• Problem
Return every line below exactly as written.

• Source data
PR #2547, opened 2021-09-13
Remove staff reviewers for a submission

### LINKED ISSUE #1575: No way to remove staff reviewer once assigned
**Describe the bug**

• Exercise solution
PR #2547, opened 2021-09-13
Remove staff reviewers for a submission

### LINKED ISSUE #1575: No way to remove staff reviewer once assigned
**Describe the bug**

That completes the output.